VidSync is often used in rivers to study the behavior of fish from a stationary camera position, and it can be useful to characterize the water velocity in the region being observed — to measure which way is downstream, how fast it's flowing, or even characterize the velocity in specific locations within the region. One way to do this with VidSync is to measure the motion of small, neutrally buoyant tracers, such as natural debris particles. On the Drift Model Project, we've found that well-soaked Israeli cous cous thrown into the river several meters upstream produces a good number of highly visible, biodegradeable tracers.

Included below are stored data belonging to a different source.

PR #2485, opened 2024-02-12
chore: update password policy attachment

sfc-gh-jcieslak:
Continue the change for password policy attachment (to a user):
- minor resource changes
- minor test changes
- changed returned field types for policy_references call
- added code conventions
- added integration test


pkg/resources/user_password_policy_attachment.go
```diff
@@ -74,27 +56,25 @@ func CreateUserPasswordPolicyAttachment(d *schema.ResourceData, meta interface{}
 	if err != nil {
 		return err
 	}
-	d.SetId(fmt.Sprintf(`%s|%s`, helpers.EncodeSnowflakeID(passwordPolicy), helpers.EncodeSnowflakeID(userName)))
+
+	d.SetId(helpers.EncodeSnowflakeID(userName.FullyQualifiedName(), passwordPolicy.FullyQualifiedName()))
```
sfc-gh-asawicki, line 60: Shouldn't we use pipes in each part? It will currently fail for "a.b"."c"."d". I know it's not the nicest but it will work (and await identifiers rework).

pkg/sdk/policy_references.go
```diff
@@ -5,108 +5,106 @@ import (
...
+	RefColumnName     *string
+	RefArgColumnNames *string
+	TagDatabase       *string
+	TagSchema         *string
+	TagName           *string
 	PolicyStatus      string
 }
 
 type policyReferenceDBRow struct {
 	PolicyDb          sql.NullString `db:"POLICY_DB"`
```
sfc-gh-asawicki, line 58: can db and schema be nullable?

sfc-gh-asawicki (changes requested):

pkg/resources/user_password_policy_attachment.go
sfc-gh-jcieslak: Right now the identifier looks like this `<user_name>|<password_policy_fully_qualified_name>`, so each part is divided by a pipe.

pkg/sdk/policy_references.go
sfc-gh-jcieslak: Yes, because afaik this is a general for all policies and some of them are created on the account level, so I'm guessing db and schema are optional. Same goes for RefDatabaseName and RefSchemaName.

pkg/resources/user_password_policy_attachment.go
sfc-gh-asawicki: Hm, that's not true:

```
func TestJanek(t *testing.T) {
	t.Run("is he lying?", func(t *testing.T) {
		userName := sdk.RandomAccountObjectIdentifier()
		passwordPolicy := sdk.RandomSchemaObjectIdentifier()

		encoded := EncodeSnowflakeID(userName.FullyQualifiedName(), passwordPolicy.FullyQualifiedName())

		require.Equal(t, fmt.Sprintf("%s|%s|%s|%s", userName.Name(), passwordPolicy.DatabaseName(), passwordPolicy.SchemaName(), passwordPolicy.Name()), encoded)
	})
}
```

```
Expected :st_,1}0dV5)8|pFuY9+6?_}ai|4)qY3FLyo;I=|8*e+HQ}@7)2H
Actual   :"st_,1}0dV5)8"|"pFuY9+6?_}ai"."4)qY3FLyo;I="."8*e+HQ}@7)2H"
```

... but, it may be not a problem for this particular resource for two reasons:
1. we do not use the second part at all
2. the current logic for `EncodeSnowflakeID` is really bad for multiple params and for that reason, the double quotes are left in the encoded id, which is bad but would help with the case I mentioned: `"a.b"."c"."d"`

I would prefer having the encoded id stored correctly, without double quotes and without the problems I have mentioned, but we may revisit it during the identifiers rework.

sfc-gh-jcieslak: 👍 let's leave it as is and as you said come back to it during the identifiers rework

sfc-gh-asawicki (approved):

But how many of these tracers do we need to accurately characterize the velocity at a site? Using data from the above project in which we digitized trajectories of 100 particles in each of three sites on three different rivers, I ran some randomization tests to see how many tracers we needed to approximate the "true" velocity, which was assumed to be the mean velocity of all 100 tracers. Of course, there is no single true velocity: the current at each site really does vary constantly, both over time and at different locations within the observation region. But it is nevertheless useful to figure out how many tracers are required to get an estimate that characterizes the habitat fairly well. This characterization includes both the magnitude (current speed) and direction of the mean velocity vector.

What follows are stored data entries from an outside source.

Issue #2481, opened 2024-02-08
Why error handling in user.go was reverted (@sfc-gh-pbosak)


israel:
Hi,

It seems that the error handling change that I have committed in the past was reverted by @sfc-gh-pbosak in commit d644b63e673223b67f7092563a0bfc8c826fc38b . Why? 
My commit hash was ea01e66797703e53c58e29d3bdb36557b22dbf79
Please revert that change (just the error handling part) since a user that does not exist is not an error/exception.
Should be
`if err != nil && snowflake.IsResourceNotExistOrNotAuthorized(err.Error(), "User") {
		// If not found, mark resource to be removed from statefile during apply or refresh
		log.Printf("[DEBUG] user (%s) not found or we are not authorized.Err:\n%s", d.Id(), err.Error())
		d.SetId("")
		return nil
	}
	if err != nil {
		return err
	}`
instead of https://github.com/Snowflake-Labs/terraform-provider-snowflake/blob/0385650f9ea7d1708b65139f2eeeacc373d5c9f8/pkg/resources/user.go#L248

Thanks

sfc-gh-jcieslak:
Hey @israel 
Yesterday we released 0.86.0 which should fix this issue, could you confirm ?

sfc-gh-jcieslak:
Hey @israel
Could you please confirm and close the ticket if the provided change fixed your issue?

sfc-gh-jcieslak:
Closing due to inactivity

PR #2486, opened 2024-02-12
fix: user error handling

sfc-gh-jcieslak:
Fix for https://github.com/Snowflake-Labs/terraform-provider-snowflake/issues/2481
Adjusted error handling in the User's Read operation. Now when an error happens and we get the "object does not exist or not authorized" error then we're marking the resource as removed and return nil. Otherwise, we return the error. Also, added a test case that proves no error happens when the user is removed outside of the Terraform (it failed with the previous implementation).

### DIFF
--- a/pkg/resources/user_acceptance_test.go
+++ b/pkg/resources/user_acceptance_test.go
@@ -1,11 +1,15 @@
 package resources_test
 
 import (
+	"context"
 	"fmt"
 	"log"
 	"strconv"
 	"strings"
 	"testing"
+
+	"github.com/Snowflake-Labs/terraform-provider-snowflake/pkg/sdk"
+	"github.com/hashicorp/terraform-plugin-testing/tfversion"
 
 	acc "github.com/Snowflake-Labs/terraform-provider-snowflake/pkg/acceptance"
 	"github.com/Snowflake-Labs/terraform-provider-snowflake/pkg/testhelpers"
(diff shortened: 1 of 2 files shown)


pkg/resources/user_acceptance_test.go
```diff
@@ -112,6 +116,47 @@ func TestAcc_User(t *testing.T) {
...
+		TerraformVersionChecks: []tfversion.TerraformVersionCheck{
+			tfversion.RequireAbove(tfversion.Version1_5_0),
+		},
+		Steps: []resource.TestStep{
+			{
+				Config: config,
+			},
+			{
+				PreConfig: removeUserOutsideOfTerraform(t, userName),
+				Config:    config,
```
sfc-gh-asawicki, line 140: can we have at least one check here? that state is empty

sfc-gh-asawicki (changes requested):

pkg/resources/user_acceptance_test.go
```diff
@@ -1,12 +1,18 @@
 package resources_test
 
 import (
+	"context"
+	"errors"
 	"fmt"
+	"github.com/hashicorp/terraform-plugin-testing/plancheck"
```
sfc-gh-asawicki: meee

sfc-gh-asawicki (approved):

The randomization tests involved drawing a number of tracer vectors from the full set of 100 vectors with replacement, averaging them, and comparing them to the overall average of the original 100. The results below show the "error" (absolute difference between the randomized measurement and the "real" 100-tracer measurement) in both current speed (left column) and angle (right column) for random samples ranging from 5 to 100 tracers at three sites in different streams. The black line is the mean error and 95 % confidence band is shaded in gray.
For this study we decided to go with 40 tracers per site, which can be digitized pretty quickly and are adequate to stabilize our estimates at values very close to the larger-sample average of 100 tracers.